# Volume of Tetrahedron

## Volume of Tetrahedron

Tetrahedron is a pyramid having a triangular base. Therefore,

Volume = ⅓ [(Height) x (Area of base)]

$$=\frac{1}{3}h\times \frac{1}{2}\left| \overrightarrow{AB}\times \overrightarrow{AC} \right|$$,

$$=\frac{1}{6}h\left| \overrightarrow{a}\times \overrightarrow{b}+\overrightarrow{b}\times \overrightarrow{c}+\overrightarrow{c}\times \overrightarrow{a} \right|$$,

Now h is projection of  on vector which is normal to the plane.
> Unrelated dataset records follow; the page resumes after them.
PR #14, opened 2018-02-23
Distribute atlas generator country to shard mapping

matthieun:
This change parallelizes the `AtlasGenerator`'s initial step of figuring out the shards that are covered by a country boundary. It is now a two-step process, one with finding all the shards that intersect the country boundary's rectangular bounds, then another parallel process where each shard is filtered out if it does not actually cover the bounds.

This is a temporary performance update until the `CountryBoundaryMap`'s `gridIndex` can be used to speed up the process.


MikeGost:
Also, do you think a quick TO-DO might be useful to say... "leverage grid index" once the changes are ready?

src/test/java/org/openstreetmap/atlas/generator/AtlasGeneratorTest.java
```diff
@@ -0,0 +1,57 @@
...
+                new InputStreamResource(
+                        () -> AtlasGeneratorTest.class.getResourceAsStream("JAM.txt")));
+
+        final List<CountryBoundary> countryBoundaryHTI = countryBoundaryMapHTI
+                .countryBoundary("HTI");
+        final List<CountryBoundary> countryBoundaryJAM = countryBoundaryMapJAM
+                .countryBoundary("JAM");
+
+        final Sharding sharding = new DynamicTileSharding(new InputStreamResource(
+                () -> AtlasGenerator.class.getResourceAsStream("tree-6-14-100000.txt")));
```
MikeGost: The sharding tree already exists in src/test/resources/org/openstreetmap/atlas/geography/boundary/tree-6-14-100000.txt.gz - let's reuse that!

matthieun: So that is in another project (atlas), and unfortunately the test resources are not packaged in the library jar I don't think...

MikeGost: ohhh good point! Forgot that this is atlas-generator, not atlas - sorry!

MikeGost:
Merging for a release! Thanks @matthieun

Vector normal to the plane ABC is $$\overrightarrow{a}\times \overrightarrow{b}+\overrightarrow{b}\times \overrightarrow{c}+\overrightarrow{c}\times \overrightarrow{a}$$. Therefore,

$$h=\frac{\overrightarrow{a}.\left( \overrightarrow{a}\times \overrightarrow{b}+\overrightarrow{b}\times \overrightarrow{c}+\overrightarrow{c}\times \overrightarrow{a} \right)}{\left| \overrightarrow{a}\times \overrightarrow{b}+\overrightarrow{b}\times \overrightarrow{c}+\overrightarrow{c}\times \overrightarrow{a} \right|}$$,

$$=\frac{\left[ \overrightarrow{a}\ \ \overrightarrow{b}\ \ \overrightarrow{c} \right]}{\left| \overrightarrow{a}\times \overrightarrow{b}+\overrightarrow{b}\times \overrightarrow{c}+\overrightarrow{c}\times \overrightarrow{a} \right|}$$,

Volume $$=\frac{1}{6}\frac{\left[ \overrightarrow{a}\ \ \overrightarrow{b}\ \ \overrightarrow{c} \right]}{\left| \overrightarrow{a}\times \overrightarrow{b}+\overrightarrow{b}\times \overrightarrow{c}+\overrightarrow{c}\times \overrightarrow{a} \right|}\times \left| \overrightarrow{a}\times \overrightarrow{b}+\overrightarrow{b}\times \overrightarrow{c}+\overrightarrow{c}\times \overrightarrow{a} \right|$$,

$$=\frac{1}{6}\left[ \overrightarrow{a}\ \ \overrightarrow{b}\ \ \overrightarrow{c} \right]$$.